The mapping of LLVM operation to a pipelined datapath consists of two steps. The first step is to map an operation to a set of pipeline stages and the second is to map available functional units to the pipeline stage. This mapping is done by two references, pipeline stage reference and functional unit reference explained later.
Table 5-17. Attribute
Name | Description | Value | Type | Source |
---|---|---|---|---|
name | Name of LLVM instruction | LLVM instruction | String | A set of LLVM instruction |
var_type | Type of operand for LLVM instruction | int, float, double | String | User select |
The pipeline stage reference consists of two flags and a pointer to a pipeline stage defined in Datapath model. Two flags are 'demand operand' and 'commit result' that specify the pipeline stages where the operation needs operand and commits the result, respectively.
Table 5-19. Attribute
Name | Description | Value | Type | Source |
---|---|---|---|---|
name | Pointer to a pipeline stage | Name of a pipeline stage | String | Datapath model |
flags | Specify 'demand operand' and 'commit result' | 'COMMIT', 'DEMAND' 'COMMIT DEMAND' | String | User select |
Functional unit reference is used to associate a pipeline stage with functional units used by operation in the pipeline stage. It specifies a type of functional unit along with its operation mode.
Memory model defines cache model and external memory model. Current version of ESE can support one level cache in a memory sub-system.
Current cache model is a statistical model. The model specifies cache policy and its delay for an instruction cache and a data cache. It also defines average cache hit ratio for a set of cache sizes. Please note that cache policy is not used in current version of ESE now.

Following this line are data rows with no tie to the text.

PR #2984, opened 2025-08-09
Feat/2976 snowpark container auth

### LINKED ISSUE #2976: Support Snowflake-provided OAuth token in Snowpark Container Services
### Background 

When a dlt pipeline runs inside Snowpark Container Services, Snowflake [mounts an OAuth access token](https://docs.snowflake.com/en/developer-guide/snowpark-container-services/additional-considerations-services-jobs#connecting-with-a-snowflake-provided-oauth-token) at `/snowflake/session/token` and exposes `SNOWFLAKE_HOST` / `SNOWFLAKE_ACCOUNT` env vars. A standard connector call then looks like:

```python
def get_login_token():
    with open('/snowflake/session/token', 'r') as f:
        return f.read()

conn = snowflake.connector.connect(
    host = os.getenv('SNOWFLAKE_HOST'),
    account = os.getenv('SNOWFLAKE_ACCOUNT'),
    token = get_login_token(),
    authenticator = 'oauth'
)
```

### Task

Extend dlt’s Snowflake destination to auto-detect and use that token so no extra credentials are required in-container.

### Implementation

1. Update `SnowflakeCredentials.on_resolved` so if `/snowflake/session/token` exists and not explicitly passed via `token` param, we use it along with env's `SNOWFLAKE_HOST` and `SNOWFLAKE_ACCOUNT`
2. Do not require username argument
3. Update to_connector_params to use token, host and account
4. Include tests 
5. Update docs with an example

mohamedmeqlad99:
### Description
Added support for automatic OAuth token authentication when running inside Snowpark Container Services. This change enables dlt to:

- Auto-detect OAuth token from `/snowflake/session/token`
- Use `SNOWFLAKE_HOST` and `SNOWFLAKE_ACCOUNT` environment variables
- Support token-based auth without requiring username
- Maintain backward compatibility with existing auth methods

Changes include:
- Updated `SnowflakeCredentials` class
- Added comprehensive test coverage
- Updated Snowflake configuration documentation

### Related Issues

- Closes #2976

### Additional Context

Testing:
- Added unit tests in `test_snowflake_snowpark_token.py`
- Verified auto-detection works as expected
- Confirmed explicit credentials take precedence
- Validated connector parameter generation

Documentation:
- Added new section for Snowpark Container Services auth
- Included usage examples and override instructions

### DIFF
--- a/dlt/destinations/impl/snowflake/configuration.py
+++ b/dlt/destinations/impl/snowflake/configuration.py
@@ -1,4 +1,5 @@
 import dataclasses
+import os
 from pathlib import Path
 from typing import Final, Optional, Any, Dict, ClassVar, List
 
@@ -48,6 +49,23 @@ class SnowflakeCredentials(ConnectionStringCredentials):
                 setattr(self, param, self.query.get(param))
 
     def on_resolved(self) -> None:
+        # Auto-detect Snowpark Container Services token
+        token_path = "/snowflake/session/token"
+        if (
+            not self.token
+            and os.path.exists(token_path)
+        ):
+            try:
+                with open(token_path, "r") as f:
+                    self.token = f.read().strip()
+                # Use env vars if host not set
+                self.host = self.host or os.getenv("SNOWFLAKE_HOST") or os.getenv("SNOWFLAKE_ACCOUNT")
+                self.authenticator = self.authenticator or "oauth"
+            except Exception as ex:
+                raise ConfigurationValueError(
+                    f"Failed to read Snowpark Container Services token: {ex}"
+                )
+
         if self.private_key_path:
             try:
                 self.private_key = Path(self.private_key_path).read_text("ascii")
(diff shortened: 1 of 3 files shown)


dlt/destinations/impl/snowflake/configuration.py
```diff
@@ -70,21 +90,31 @@ def get_query(self) -> Dict[str, Any]:
...
+        if self.token:
+            conn_params = dict(
+                query,
+                token=self.token,
+                account=self.host,
+                authenticator=self.authenticator or "oauth",
+                database=self.database,
+            )
+            # Remove user/password when using token auth
+            conn_params.pop("user", None)
```
burnash, line 108: This may break other oauth flows https://docs.snowflake.com/en/developer-guide/python-connector/python-connector-connect#connecting-with-oauth where `user` is actually required.

burnash:
Thanks again for the PR. Closing it now due to inactivity

PR #2993, opened 2025-08-13
PoC: add pytest dlt package with useful helpers 

sh-rp:
### Description

We have a bunch of very useful testing helpers which we would like to share as a separate package to pypi. This PR servers as a starting point to discuss the repository structure with this package.

### Things to decide (with initial suggestions)
- [ ] The name of the test package (pytest-dlt)
- [ ] The versioning and release scheme (1-1 with the main dlt package)
- [ ] License (same as dlt package)
- [ ] Location of package (see current repo, it is in a folder and included in the main workspace via the uv sources section)
- [ ] Folder / module structure within this new test package (no proposals yet)


zilto:
Awesome feature (eager to use it myself). Regarding naming, the convention suggests `dlt-pytest` instead of `pytest-dlt` (see results for "pytest" on pypi)

sh-rp:
> Awesome feature (eager to use it myself). Regarding naming, the convention suggests `dlt-pytest` instead of `pytest-dlt` (see results for "pytest" on pypi)

chat-gpt says the convention is pytest first, but I am not sure that that is true. dlt-pytest sounds nicer to me too.

zilto:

This attribute will be used when ESE supports a dynamic cache model.
Table 5-24. Attribute
Name | Description | Value | Type | Source |
---|---|---|---|---|
policy | Cache policy | D-Mapped, 2way-Set | String | User select |
i_cache_delay | Delay for an instruction cache | Number of cycles | Int | Data sheet |
d_cache_delay | Delay for an data cache | Number of cycles | Int | Data sheet |
Instruction cache model defines cache hit ratio for a cache size.
Data cache model defines cache hit ratio for a cache size.
The external memory latencies for memory read and memory write are specified here.